▶ _ASSIGNMENT_: Return exactly the span of lines in the following data that opens with the line containing "PR #1336, opened 2020-10-09" and closes with the line containing "exposing same functionality". Include nothing else.

▶ _INPUT DATA_:

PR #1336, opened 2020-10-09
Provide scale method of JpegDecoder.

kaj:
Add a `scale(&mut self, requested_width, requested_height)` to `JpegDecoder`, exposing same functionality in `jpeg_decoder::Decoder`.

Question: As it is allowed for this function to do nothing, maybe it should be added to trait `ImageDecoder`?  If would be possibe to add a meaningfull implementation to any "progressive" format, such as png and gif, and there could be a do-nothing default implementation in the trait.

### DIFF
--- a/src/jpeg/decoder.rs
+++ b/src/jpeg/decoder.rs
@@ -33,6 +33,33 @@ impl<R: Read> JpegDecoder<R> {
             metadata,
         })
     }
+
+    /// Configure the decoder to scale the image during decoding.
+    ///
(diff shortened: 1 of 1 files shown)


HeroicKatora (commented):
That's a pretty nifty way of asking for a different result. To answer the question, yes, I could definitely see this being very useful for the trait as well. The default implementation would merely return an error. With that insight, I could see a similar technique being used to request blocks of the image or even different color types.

---

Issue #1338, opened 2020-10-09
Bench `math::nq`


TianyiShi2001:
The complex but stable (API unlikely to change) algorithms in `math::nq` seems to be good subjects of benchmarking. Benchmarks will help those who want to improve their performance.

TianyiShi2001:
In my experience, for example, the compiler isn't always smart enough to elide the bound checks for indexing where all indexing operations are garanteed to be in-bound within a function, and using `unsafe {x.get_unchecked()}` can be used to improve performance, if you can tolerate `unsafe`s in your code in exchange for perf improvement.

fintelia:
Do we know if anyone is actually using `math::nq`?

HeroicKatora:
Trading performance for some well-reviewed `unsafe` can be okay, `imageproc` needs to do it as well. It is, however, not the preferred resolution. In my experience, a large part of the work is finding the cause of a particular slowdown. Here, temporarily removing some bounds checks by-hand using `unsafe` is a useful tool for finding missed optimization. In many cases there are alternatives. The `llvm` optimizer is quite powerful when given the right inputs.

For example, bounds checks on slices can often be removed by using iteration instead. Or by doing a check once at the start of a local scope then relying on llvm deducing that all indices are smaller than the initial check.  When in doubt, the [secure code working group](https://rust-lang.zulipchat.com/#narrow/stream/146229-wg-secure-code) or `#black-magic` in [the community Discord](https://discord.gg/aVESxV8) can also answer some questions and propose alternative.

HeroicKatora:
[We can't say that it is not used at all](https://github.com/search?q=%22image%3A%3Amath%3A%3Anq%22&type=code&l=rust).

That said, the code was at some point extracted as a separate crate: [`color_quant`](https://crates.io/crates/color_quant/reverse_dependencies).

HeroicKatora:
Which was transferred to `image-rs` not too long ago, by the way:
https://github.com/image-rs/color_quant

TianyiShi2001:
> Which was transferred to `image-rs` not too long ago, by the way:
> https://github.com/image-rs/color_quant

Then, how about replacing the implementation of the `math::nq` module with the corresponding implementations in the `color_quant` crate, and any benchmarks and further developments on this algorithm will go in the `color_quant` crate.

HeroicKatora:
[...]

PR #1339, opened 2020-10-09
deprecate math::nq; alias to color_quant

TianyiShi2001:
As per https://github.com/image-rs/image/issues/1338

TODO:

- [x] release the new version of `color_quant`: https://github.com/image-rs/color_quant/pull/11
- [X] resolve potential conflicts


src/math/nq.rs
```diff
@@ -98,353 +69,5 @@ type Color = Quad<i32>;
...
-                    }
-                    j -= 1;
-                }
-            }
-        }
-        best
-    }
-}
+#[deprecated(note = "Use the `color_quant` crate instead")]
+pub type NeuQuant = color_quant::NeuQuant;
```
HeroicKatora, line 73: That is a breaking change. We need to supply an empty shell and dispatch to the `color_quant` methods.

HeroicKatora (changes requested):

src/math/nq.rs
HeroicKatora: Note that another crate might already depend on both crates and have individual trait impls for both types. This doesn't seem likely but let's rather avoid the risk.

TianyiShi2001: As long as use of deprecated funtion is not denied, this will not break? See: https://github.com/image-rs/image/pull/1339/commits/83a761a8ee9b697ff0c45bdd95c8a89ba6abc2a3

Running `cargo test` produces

--

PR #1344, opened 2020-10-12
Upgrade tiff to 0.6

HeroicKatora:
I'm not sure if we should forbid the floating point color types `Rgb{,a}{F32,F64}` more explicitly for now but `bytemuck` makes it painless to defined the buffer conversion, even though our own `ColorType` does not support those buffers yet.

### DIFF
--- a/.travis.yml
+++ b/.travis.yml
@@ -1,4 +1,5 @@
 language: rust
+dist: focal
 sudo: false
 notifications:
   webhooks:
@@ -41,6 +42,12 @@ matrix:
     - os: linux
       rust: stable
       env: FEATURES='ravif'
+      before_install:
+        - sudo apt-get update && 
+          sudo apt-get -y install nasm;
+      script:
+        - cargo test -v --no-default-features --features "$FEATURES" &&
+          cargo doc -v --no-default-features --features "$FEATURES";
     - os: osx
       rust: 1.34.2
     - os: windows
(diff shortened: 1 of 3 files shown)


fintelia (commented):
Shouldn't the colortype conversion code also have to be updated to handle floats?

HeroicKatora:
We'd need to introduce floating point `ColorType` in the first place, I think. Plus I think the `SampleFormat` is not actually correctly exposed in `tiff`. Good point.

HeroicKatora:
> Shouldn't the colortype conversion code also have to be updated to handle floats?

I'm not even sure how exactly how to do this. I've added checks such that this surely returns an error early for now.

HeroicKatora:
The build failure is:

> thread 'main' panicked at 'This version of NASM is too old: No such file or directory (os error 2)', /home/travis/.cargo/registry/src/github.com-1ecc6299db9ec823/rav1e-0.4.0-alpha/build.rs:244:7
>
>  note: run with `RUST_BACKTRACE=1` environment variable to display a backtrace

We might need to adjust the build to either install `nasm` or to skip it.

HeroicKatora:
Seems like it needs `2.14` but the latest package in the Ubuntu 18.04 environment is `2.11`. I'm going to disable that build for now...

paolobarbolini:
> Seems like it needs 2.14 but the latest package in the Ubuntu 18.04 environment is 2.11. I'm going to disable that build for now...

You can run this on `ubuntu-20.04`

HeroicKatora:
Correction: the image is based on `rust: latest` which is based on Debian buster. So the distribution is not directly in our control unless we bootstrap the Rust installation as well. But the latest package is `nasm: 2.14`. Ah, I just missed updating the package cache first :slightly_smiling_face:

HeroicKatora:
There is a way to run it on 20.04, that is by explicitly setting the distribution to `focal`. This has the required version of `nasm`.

▶ _RESPONSE TO THE EXERCISE_:
PR #1336, opened 2020-10-09
Provide scale method of JpegDecoder.

kaj:
Add a `scale(&mut self, requested_width, requested_height)` to `JpegDecoder`, exposing same functionality in `jpeg_decoder::Decoder`.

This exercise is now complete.